*** Opening INPUT RECORDS ***
PR #1169, opened 2021-03-10
Miscellaneous bugfixes for running tor

### LINKED ISSUE #1136: Possible issues when running Tor
Running a minimal Tor network config in phantom  at b72c1cf24e1651fb675d429ba857d3a60d4d5edc produces the following warnings in the `shadow.log` file:

1. `[clone.c:69] [syscallhandler_clone] Unhandled clone flags 0x80000`
2. `[ioctl.c:90] [syscallhandler_ioctl] We do not support ioctl request 35147 on descriptor 12`
3. `[protected.c:73] [_syscallhandler_validateDescriptor] descriptor handle '100' is closed`  
(Is not really an issue - covered by #1101)
4. `[socket.c:1201] [syscallhandler_socket] unsupported socket domain "1", we only support AF_INET`  
(I _think_ Tor can function without using UNIX sockets - covered by #1035.)
5. The dirauth seems to go to sleep on a futex at 3 minutes into the sim, and never wakes up again:

```
00:00:17.114349 [thread-0] 00:03:03.250000000 [debug] [4uthority~100.0.0.1] [syscall_handler.c:135] [_syscallhandler_pre_syscall] SYSCALL_HANDLER_PRE(tor,pid=1000): handling syscall 202 futex
00:00:17.114350 [thread-0] 00:03:03.250000000 [debug] [4uthority~100.0.0.1] [futex.c:146] [syscallhandler_futex] futex called with addr=0x22bde68 op=128 (operation=0 and options=128) and val=3
00:00:17.114353 [thread-0] 00:03:03.250000000 [debug] [4uthority~100.0.0.1] [futex.c:159] [syscallhandler_futex] Handling FUTEX_WAIT operation 0
00:00:17.114356 [thread-0] 00:03:03.250000000 [debug] [4uthority~100.0.0.1] [futex.c:48] [_syscallhandler_futexWaitHelper] Futex value is 3, expected value is 3
00:00:17.114357 [thread-0] 00:03:03.250000000 [debug] [4uthority~100.0.0.1] [futex.c:89] [_syscallhandler_futexWaitHelper] Dynamically created a new futex object for futex addr 0x3e80000022bde68
00:00:17.114360 [thread-0] 00:03:03.250000000 [debug] [4uthority~100.0.0.1] [futex.c:96] [_syscallhandler_futexWaitHelper] Futex blocking for wakeup without timeout
00:00:17.114361 [thread-0] 00:03:03.250000000 [debug] [4uthority~100.0.0.1] [syscall_handler.c:149] [_syscallhandler_post_syscall] SYSCALL_HANDLER_POST(tor,pid=1000): syscall 202 futex result: state=BLOCK code=0(n/a) in 0.000012 seconds
00:00:17.114366 [thread-0] 00:03:03.250000000 [debug] [4uthority~100.0.0.1] [syscall_condition.c:248] [_syscallcondition_logListeningState] Process 4uthority.tor.1000 thread 0x29fc710 started listening for status on futex 0x3e80000022bde68
```

robgjansen:
resolves #1136

### DIFF
--- a/src/main/host/futex.c
+++ b/src/main/host/futex.c
@@ -7,6 +7,7 @@
 
 #include <errno.h>
 #include <glib.h>
+#include <stdbool.h>
 
 #include "main/core/support/definitions.h"
 #include "main/core/support/object_counter.h"
@@ -19,7 +20,8 @@ struct _Futex {
     // The unique physical address that is used to refer to this futex
     PluginPhysicalPtr word;
     // Listeners waiting for wakups on this futex
-    // Used as a set, where both keys and values are of type StatusListener*
+    // The key is a listener of type StatusListener*, the value is a boolean that indicates
+    // whether or not a wakeup has already been performed on the listener.
     GHashTable* listeners;
     // Manage references
     int referenceCount;
@@ -30,7 +32,7 @@ Futex* futex_new(PluginPhysicalPtr word) {
     Futex* futex = malloc(sizeof(*futex));
     *futex = (Futex){.word = word,
                      .listeners = g_hash_table_new_full(
-                         g_direct_hash, g_direct_equal, NULL, (GDestroyNotify)statuslistener_unref),
+                         g_direct_hash, g_direct_equal, (GDestroyNotify)statuslistener_unref, NULL),
                      .referenceCount = 1,
                      MAGIC_INITIALIZER};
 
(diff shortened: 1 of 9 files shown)


src/main/host/futex.c
```diff
@@ -73,15 +75,29 @@ unsigned int futex_wake(Futex* futex, unsigned int numWakeups) {
...
+    unsigned int numWoken = 0;
+
+    while (item && (numWoken < numWakeups)) {
         StatusListener* listener = item->data;
 
         // Only call if the listener is still valid
         if (g_hash_table_contains(futex->listeners, listener)) {
-            statuslistener_onStatusChanged(listener, STATUS_FUTEX_WAKEUP, STATUS_FUTEX_WAKEUP);
+            // If this listener was already woken up, skip it this time
+            bool did_wakeup =
```
sporksmith, line 88: Would it make sense to add some `pending_wake` flag in the listener itself, instead of keeping an auxiliary table here?

I think that might be a behavior change if a task gets woken by multiple conditions before it runs again, but I'm not sure which behavior is right :)

src/main/host/syscall/protected.h
```diff
@@ -69,7 +69,7 @@ struct _SysCallHandler {
  * send/recv or read/write syscall. It would be more efficient to dynamically
  * compute how much we can read/write rather than using this static size.
  * TODO: remove this when we switch to dynamic size calculations. */
-#define SYSCALL_IO_BUFSIZE (1024 * 16) // 16 KiB
+#define SYSCALL_IO_BUFSIZE (1024 * 1024 * 10) // 10 MiB
```
sporksmith, line 72: Did this end up mattering for correctness? Worth a comment if so

sporksmith (approved):

src/main/host/syscall/protected.h
robgjansen: I'm pretty sure it didn't matter, but I left it in since we wanted it anyway.

src/main/host/futex.c
robgjansen: Hmm. The pending flag is already handled in the syscall condition:

https://github.com/shadow/shadow/blob/2d6ed8dc5840958aeda2ab264669f6f00a447e0c/src/main/host/syscall_condition.c#L336-L339

The problem is that the futex does not have visibility into the state of the syscall condition and so cannot query the pending flag. Maybe we could try to propagate the state of the pending flag back down the call stack, but we already use a table in futex anyway so storing the boolean is little extra complexity.

robgjansen: There may be a cleaner way to do this, but I'm going to avoid that rabbit hole for now.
*** Closing INPUT RECORDS ***
▶ [PROBLEM REQUIREMENTS]:
Show every line of the entries above where the word "host" occurs.

▶ [EXPECTED ANSWER]:
--- a/src/main/host/futex.c
+++ b/src/main/host/futex.c
src/main/host/futex.c
src/main/host/syscall/protected.h
src/main/host/syscall/protected.h
src/main/host/futex.c
https://github.com/shadow/shadow/blob/2d6ed8dc5840958aeda2ab264669f6f00a447e0c/src/main/host/syscall_condition.c#L336-L339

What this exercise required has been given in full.